BMR Calculator
Calculate your Basal Metabolic Rate with the Mifflin-St Jeor equation — the calories you burn at complete rest.
Your BMR (Mifflin-St Jeor)
1,618 kcal/day
The energy your body burns at complete rest — before any movement or digestion.
BMR is an estimate from a population formula; individual metabolism varies. To find your daily calorie needs including activity, use the Calorie Calculator. This tool is informational, not medical advice.
About this tool
Your Basal Metabolic Rate is the energy your body spends just existing — heart beating, lungs breathing, brain thinking, cells repairing — measured with you at complete rest. It's typically 60–70% of everything you burn in a day, which makes it the foundation number for any calorie planning: every diet calculation starts from BMR.
This calculator uses the Mifflin-St Jeor equation, published in 1990 and identified by the American Dietetic Association's review as the most accurate of the standard formulas for modern populations — it superseded the older Harris-Benedict equation most casual calculators still use. Enter age, sex, height and weight in metric or imperial and the estimate is instant.
What the number means in practice: you cannot sustainably eat below your BMR for long — it's the energy cost of staying alive — and your real daily need is BMR multiplied by an activity factor. That next step is exactly what the Calorie Calculator on this site does; the two tools are designed as a pair. As with all formula-based estimates, individual metabolism varies a few percent either way, so treat the output as a well-grounded starting point rather than a lab measurement.
How to use the BMR Calculator
- 1Choose metric or imperial units and select your sex.
- 2Enter your age, weight and height.
- 3Read your BMR — the calories burned per day at complete rest.
- 4Continue to the Calorie Calculator to turn BMR into your real daily needs.
Frequently asked questions
What's the difference between BMR and the calories I need daily?
BMR is rest-only. Your actual daily need (TDEE) is BMR multiplied by an activity factor — from about 1.2 for a sedentary lifestyle to 1.9 for very physical days.
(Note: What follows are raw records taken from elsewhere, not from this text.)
PR #7481, opened 2026-08-12
Stop storage and engine failures from hanging the file library, and cut write amplification

EthanHealy01:
# Description of Changes

Storage and engine resilience for the file library: stop failures in IndexedDB and PDFium from hanging the app, and stop rewriting the whole library on every listing.

> **Note on this description:** I have assembled it from the branch's own commits rather than from a design doc, so treat the summary as indicative and correct anything I have mischaracterised.

## Write amplification

- **Stop rewriting the whole file library on every sidebar listing** — the headline perf change.
- **Keep maintenance writes away from blob records** that can wedge the store.
- **Delete a file's superseded versions along with it**, and keep state identity when `REMOVE_FILES` removes nothing.

## Failures that used to hang

- **Reject instead of hanging when PDFium's WASM will not instantiate.** The `instantiateWasm` override reported success by callback with no rejection path, so a failed instantiation never settled.
- **Stop a blocked IndexedDB open from hanging the file library**, and stop WebKit's blob-value failures from blocking file access.
- **Show "Data lost" on library rows whose bytes are gone**, rescue the rest, and drop a file from the workbench once its bytes are proven unreadable.
- **Settle a policy run that completed with no output**, and let a stuck policy overlay be dismissed from a file card.

## Perceived performance

- Show a clicked file as soon as its bytes load rather than after it parses.

## Relationship to the failure-notifications work

This branch owns the unreadable-document path. Review Flow PR 4 (#7478) briefly carried its own fix for a corrupt PDF spinning forever on "Loading thumbnail..."; that was removed in favour of the fix here, which addresses the root cause in `pdfiumService` rather than bounding the symptom with a timeout. Worth landing this to close that gap.

## Scale

46 files, +2455/-409, 23 commits. Two commits explicitly narrow the branch's scope (splitting the engine-agnostic storage work out, dropping the superseded `e2e:capabilities` task), so those boundaries are worth confirming.

## Scan performed before opening

No API keys, tokens, private keys, JWTs, `.env` or `.pem` files. No `console.log`, `debugger`, focused or skipped tests, or hardcoded `localhost` URLs in the diff. Branch was already pushed and up to date with origin; nothing was force-pushed.

---

### General

- [ ] Self-review by the author still needed: this description was assembled from commit messages


EthanHealy01:
Closing as a duplicate. This branch is based on `fix/webkit-engine-capabilities`, so targeting `main` here includes that branch's 22 commits on top of the 1 commit of perf work — i.e. this PR is #7366 plus #7417 combined.

Both are already open with the correct bases:
- #7366 — `fix/webkit-engine-capabilities` into `main`
- #7417 — `perf/thumbnail-ttl-write-amplification` into `fix/webkit-engine-capabilities`

Opened in error while pushing a batch of branches; no code or branch is affected by closing it.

The Calorie Calculator on this site does that multiplication with standard factors.
Why Mifflin-St Jeor instead of Harris-Benedict?
Harris-Benedict dates from 1919 and tends to overestimate for modern populations. The Mifflin-St Jeor equation (1990) was found most accurate in the American Dietetic Association's comparative review, which is why serious calculators — including this one — use it.
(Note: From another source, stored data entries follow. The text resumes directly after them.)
PR #7483, opened 2026-08-13
chore(saas): one task per environment, and make the frontend follow it

ConnorYoh:
## The problem

The `dev` profile hardcoded one project ref (`qacaivhsjtftfwtgjvva`) in five places: the ref, the Supabase URL, the publishable key, the datasource host and the meter endpoint.

That made it both the shared environment everyone relies on *and* the only thing you could point the backend at. Testing an open SaaS PR meant hand-overriding all five via env just to reach that PR's Supabase preview branch, which is the only place the PR's migrations have actually been applied. Get it wrong and you see `relation "stirling_pdf.<new table>" does not exist` for a table the PR added, which is what happened on [#7414](https://github.com/Stirling-Tools/Stirling-PDF/pull/7414).

## One task per environment

```bash
task dev:saas         # backend + frontend + engine, against this PR's preview branch
task staging:saas     # backend + frontend + engine, against the shared v3 project

task backend:dev:saas       # backend only, preview branch
task backend:staging:saas   # backend only, v3
```

| | how | vars | project |
|---|---|---|---|
| prod | `PROFILES=none` | `SAAS_DB_*` | the live one |
| staging | `PROFILES=staging` | `SAAS_STAGING_*` | pinned to v3, always there |
| dev | `PROFILES=dev` | `SAAS_DEV_*` | follows a SaaS PR's preview branch |

`PROFILES` is still the underlying switch, so the old spelling keeps working. Production deliberately has no named task: reaching it should take a conscious `PROFILES=none`, not a tab-complete.

**staging** is the old `dev` configuration, moved and kept pinned. The value of a shared environment is that it is still there tomorrow: reproduce a bug, paste a link to a colleague, share data.

**dev** is parameterised by `SAAS_DEV_PROJECT_REF` and derives the Supabase URL, JWT issuer, JWKS, meter endpoint and (unless overridden) the database host from it. Switching which PR you are testing is one variable instead of five. With no ref set, `task backend:dev:saas` stops and says what to set rather than falling back.

## The frontend was the real gap

`frontend/editor/.env` is committed and pins the **production** Supabase project, and nothing in the frontend knew about dev or staging. So `task dev:saas` gave you a backend on a preview branch and a login against prod, unless you happened to have hand-written `frontend/editor/.env.saas.local`.

The dev tasks now read the backend's env files and derive `VITE_SUPABASE_URL` and `VITE_SUPABASE_PUBLISHABLE_DEFAULT_KEY` from the same project ref the backend resolved, so the two halves cannot point at different projects. Nothing to keep in sync by hand, no new vite mode, and `SAAS_ENV=prod` opts back out to the committed values.

## Where to put your local values

Two files, both gitignored, neither ever committed:

**`app/.env.saas.local`** is the only one you normally need. The tasks load it for the backend *and* the frontend.

```bash
# staging: everything else is already defaulted, so this is all it takes
SAAS_STAGING_DB_PASSWORD=...

# dev: the preview branch of the PR you are testing, from its "Supabase Preview" check.
# A branch has its OWN password and API keys; the parent project's will not authenticate.
SAAS_DEV_PROJECT_REF=...
SAAS_DEV_DB_PASSWORD=...
SAAS_DEV_PUBLISHABLE_KEY=...

# prod, if you ever need it
SAAS_DB_PROJECT_REF=...
SAAS_DB_URL=...
SAAS_DB_PASSWORD=...
SUPABASE_EDGE_FUNCTION_SECRET=...
```

**`frontend/editor/.env.saas.local`** is no longer needed for choosing a Supabase project, and is best left empty or deleted. If you have one from before this PR, note that the task-supplied values now win, which is the point: the frontend follows the backend.

**A blank is not the same as absent.** A dotenv line with an empty value still *sets* the variable, and Spring's `${VAR:default}` only falls back when a variable is absent. So `.env.saas` lists what you must set as blanks, and leaves out the two `*_DB_URL` overrides, which have real defaults to fall back to. This is not theoretical, see below.

Committed `app/.env.saas` holds non-secret defaults only. Real secrets are passwords, the edge-function secret and service-role keys. Project refs and publishable keys are neither: a ref is the public `<ref>.supabase.co` subdomain and a publishable key ships in the browser bundle by design, which is why `frontend/editor/.env` has always carried prod's.

## Three bugs found while building the tasks

All three were in this PR's own earlier commits, and all three were caught by actually booting things rather than by reading the config.

**staging could not boot at all.** A blank `SAAS_STAGING_DB_URL=` in `.env.saas` set the variable to empty, so `${SAAS_STAGING_DB_URL:jdbc:...}` resolved to `""` and startup failed with `spring.datasource.url is required when the saas profile is active`. The file already carried a comment warning about exactly this; it had only been applied to the dev block. The original verification for this PR was "placeholders resolve" and "the task parses", neither of which boots anything.

**The dev to staging fallback ran `ddl-auto=update` against shared v3.** The dev profile sets `update`, which is right for a disposable preview branch, and separately fell back to staging's project ref. Together that meant Hibernate was free to reconcile tables that RLS policies depend on. `application-staging.properties` pins `none`, but that only applies when the staging profile is the active one, which it was not on the fallback path. There is no fallback now: with no ref the task stops before gradle, and the frontend fails the same way, both naming the variable.

**`PROFILES=` never selected production.** Go template `default` treats `""` as absent, so it silently resolved back to `dev`. It is `PROFILES=none` now.

## Two choices worth reviewing

**Staging keeps its committed project ref**, now as a `${SAAS_STAGING_PROJECT_REF:...}` default in one place, with the URL, database host and meter endpoint all derived from it. So staging still works with zero setup, and repointing it is one variable. Nothing in CI referenced the ref or the profile. Its publishable key default carries no inline `gitleaks:allow`: a trailing comment in a `.properties` file is part of the value, so the pragma ended up inside the key. It is in `.gitleaksignore` instead.

**`SAAS_DEV_DB_URL` still overrides the whole URL**, so a branch needing the pooler host rather than the direct one is reachable without touching committed config.

## Verification

- `task backend:staging:saas` boots against v3 and serves `200`. It could not boot before this commit.
- `task backend:dev:saas` with no ref stops before gradle naming the variable, and `PROFILES=none` still reaches production. `task frontend:dev:saas` fails the same way; `SAAS_ENV=staging` still resolves with no local config.
- Frontend routing picks the SaaS runner for dev/staging and the plain runner for prod; the derivation returns the right URL and key for each.
- Vite's `process.env` precedence and Task's dotenv/env semantics were measured, not assumed. That is how one trap surfaced: Task sets an `env:` key even when its value resolves to empty, and Vite treats an empty `process.env` `VITE_*` as authoritative over a committed `.env`. Putting the Supabase vars on the shared `dev:_run` would have blanked Supabase config for the core, proprietary and desktop dev servers, so the SaaS path has its own runner.
- `:saas:spotlessApply` and `:saas:compileJava` green.

`DevProfileProjectNotice` becomes `SaasProjectNotice` and covers both profiles, stating the project ref and `ddl-auto` at startup so which environment you are on is never a guess.

No behaviour change for prod: the `saas` profile is untouched.


ConnorYoh:
Two bugs found while cherry-picking these commits into #7494, which needed the dev profile to reach a Supabase preview branch. Both fixes are on `chore/saas-dev-staging-profiles-fixes`, branched from this PR's head, ready to merge in or cherry-pick:

**1. `dev:saas` always ran staging** (`fef2e75761`)

The profile came from a `sh:` var testing `SAAS_DEV_PROJECT_REF`. On Task 3.51.1 dotenv values reach `cmds` but **not** `sh:` evaluation, so that test always saw an empty value and staging always won, even with a preview branch configured. The comment above it asserts the opposite. Verified with a minimal probe:

```
sh-var saw [EMPTY] / cmd env sees [erbfjlksbxrsnquhlgiz]
```

Expensive symptom rather than a loud one: the backend boots, announces the staging project, and serves a database with none of the PR's migrations, so you debug missing tables instead of a wrong profile. Cost me a round trip before I spotted it in the startup notice.

The fix makes `dev:saas` always run dev. Silently ignoring configuration seemed worse than either outcome the fallback was choosing between, and `staging:saas` already covers the shared project. Unconfigured, dev fails on its required property, which matches the reasoning in `application-dev.properties`: it sets `ddl-auto=update`, so aiming it at shared infrastructure would let a feature branch create tables there. Happy to be argued back to a fallback if you'd rather, but it needs moving into `cmds` to work at all.

**2. `VITE_SAAS_API_URL` commented out breaks the whole frontend suite** (`8558a99958`)

`2a7609b103` comments it out in `.env.proprietary`, but `saasApiBase()` still reads it and `env.test.ts` requires every `VITE_` var used in source to be declared in an example file. A comment is not a declaration:

```
Missing from 'frontend/.env*' files: VITE_SAAS_API_URL
```

Empty and absent behave identically at runtime, so commenting it gains nothing. Restored as declared-empty, with a note so it doesn't get commented again.

Otherwise the profile split has been working well — one variable pointing the whole app at a preview branch is exactly what was needed.

.taskfiles/backend.yml
```diff
@@ -57,16 +57,80 @@ tasks:
       - cmd: ./gradlew clean bootRun -PbuildWithFrontend=true
         platforms: [linux, darwin]
 
+  # ============================================================
+  # SaaS backend
```
jbrunton96: Holy AI-comments Batman

.taskfiles/backend.yml
```diff
@@ -57,16 +57,80 @@ tasks:
...
+      #
+      # Unconfigured, the dev profile fails on a required property rather than
+      # falling back, deliberately: dev sets ddl-auto=update, so pointing it at the
+      # shared project would let a feature branch create tables there.
+      - cmd: |
+          if [ -z "${SAAS_DEV_PROJECT_REF:-}" ]; then
+            echo ">> SAAS_DEV_PROJECT_REF is not set, so the dev profile will refuse to start."
+            echo ">> Testing a SaaS PR? Put its ref, DB password and publishable key in app/.env.saas.local."
+            echo ">> Wanted the shared v3 project? Use 'task backend:staging:saas' instead."
+          fi
```
jbrunton96: I like this, good idea

app/saas/src/main/resources/application-dev.properties
```diff
@@ -1,15 +1,54 @@
-# SaaS dev profile. Points at the dev Supabase project.
+# SaaS dev profile. Follows the Supabase preview branch of whichever SaaS PR you are working on.
```
jbrunton96: This PR is like 99% pointless comments

app/.env.saas
```diff
@@ -7,28 +7,91 @@
...
+# ---------- staging profile ----------
+# application-staging.properties already defaults the ref, Supabase URL, database
+# host and meter endpoint to the v3 project, so the ONLY thing you need for
+# staging is the password, in .env.saas.local.
+#
+# Set SAAS_STAGING_PROJECT_REF to repoint staging at a different project; the URL,
+# host and meter endpoint all derive from it. Set SAAS_STAGING_DB_URL only for a
+# different host (the pooler, say) or different connection parameters.
+#
+# !! NEVER LEAVE AN ENTRY BLANK -- COMMENT IT OUT INSTEAD !!
```
jbrunton96: Claude: "I've made a mistake and been told off for it so I must write a paragraph about it"

app/.env.saas
```diff
@@ -7,28 +7,91 @@
...
+#
+# A preview branch has its OWN database password and API keys; the parent
+# project's will not authenticate. Both live in .env.saas.local.
+# Commented, not blank: see the note above. Set these in .env.saas.local.
+# SAAS_DEV_PROJECT_REF=
+# SAAS_DEV_PUBLISHABLE_KEY=
+# SAAS_DEV_DB_URL=
 SAAS_DEV_DB_USERNAME=postgres
-SAAS_DEV_DB_PASSWORD=
+# SAAS_DEV_DB_PASSWORD=
```
jbrunton96: I don't understand why we want these here commented out. When Task sets an env var it should override these regardless

app/.env.saas
EthanHealy01: I hate when it does this, do we not have stuff in our claude md file to stop this?

.taskfiles/backend.yml
ConnorYoh: Cut in 1a4cea6360. That 16-line banner is now four, keeping only the bit that isn't visible from the code: use `PROFILES=none` rather than empty, because Go template `default` treats `""` as absent and would resolve back to dev.

app/saas/src/main/resources/application-dev.properties
ConnorYoh: Cut in 1a4cea6360: that file was 45 comment lines to 26 of config, now 13. Two of them were also wrong -- it still described `task backend:dev:saas` falling back to staging, which fef2e75761 removed.

What survived is the ddl-auto reasoning (why `update` is safe on a disposable preview branch but must stay profile-scoped) and that the ref is required with no fallback. Both would cost someone a debugging session to rediscover.

app/.env.saas
ConnorYoh: You're right, and I tested it rather than trusting the note. Two dotenv files, the first setting a value and the second blanking it:

```
dotenv: ['.env.local', '.env.base']    .env.local: V=from_local    .env.base: V=
-> V=[from_local]
```

The **first** file in the list wins, so `.env.saas.local` beats `.env.saas` and a blank in the committed file is harmless whenever you've set the value locally.

It only bites for a variable you *don't* set locally and that has a Spring-side default -- `SAAS_STAGING_DB_URL=` blank resolved the datasource URL to "" instead of falling through to the derived host. That's the one real case, so the note is now a single line in the header scoped to exactly that: variables with a Spring-side default are commented, everything else can be blank.

.taskfiles/backend.yml
ConnorYoh: Removed

EthanHealy01 (dismissed):

app/saas/src/main/resources/application-dev.properties
ConnorYoh: removed

app/.env.saas
ConnorYoh: removed

frontend/editor/.env.proprietary
```diff
@@ -13,15 +13,19 @@
...
+# VITE_SAAS_SUPABASE_ANON_KEY=
 
 # Hosted SaaS Java backend base URL (e.g. https://api.stirlingpdf.com). Used for
 # ATTENDED portal -> SaaS reads (wallet, billing, plans, checkout) with the
 # admin's Supabase JWT. Distinct from the local backend (reached same-origin via
 # the editor's vite proxy). Absent -> wallet/billing surfaces stay on the mock.
+#
+# Declared empty rather than commented out: env.test.ts requires every VITE_ var
+# read in source to appear in an example file, and a comment does not count as a
+# declaration. saasApiBase() still reads this one.
```
ConnorYoh:
```suggestion
```

frontend/editor/.env.proprietary
```diff
@@ -13,15 +13,19 @@
...
-# UI shows a "configure" state. For local e2e, point these at the SaaS Supabase
-# project the local backend links against.
-VITE_SAAS_SUPABASE_URL=
-VITE_SAAS_SUPABASE_ANON_KEY=
+# # Hosted SaaS Supabase project for the self-hosted portal's IN-APP account
+# # linking (both values are public). Set per deploy; absent -> the account-link
+# # UI shows a "configure" state. For local e2e, point these at the SaaS Supabase
+# # project the local backend links against.
+# VITE_SAAS_SUPABASE_URL=
+# VITE_SAAS_SUPABASE_ANON_KEY=
```
ConnorYoh:
```suggestion
# Hosted SaaS Supabase project for the self-hosted portal's IN-APP account
# linking (both values are public). Set per deploy; absent -> the account-link
# UI shows a "configure" state. For local e2e, point these at the SaaS Supabase
# project the local backend links against.
VITE_SAAS_SUPABASE_URL=
VITE_SAAS_SUPABASE_ANON_KEY=
```

app/.env.saas
ConnorYoh: Yep agreed, I got confused for frontend which I was trying something out with env.local vs env.saas.local but I have pushed that for further work

jbrunton96 (approved):

EthanHealy01 (approved):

Can I eat below my BMR to lose weight faster?
It's not advisable for any sustained period — BMR is the energy cost of basic bodily functions. Effective deficits are taken from total daily expenditure (TDEE), not from BMR. Aggressive prolonged restriction tends to backfire via muscle loss and metabolic adaptation. For substantial weight changes, work with a professional.
Does muscle really burn more calories at rest?
Yes — muscle tissue is metabolically more active than fat, which is one reason two people of identical weight can have different BMRs, and why formulas are estimates. Strength training raises BMR modestly over time; the formula can't see body composition.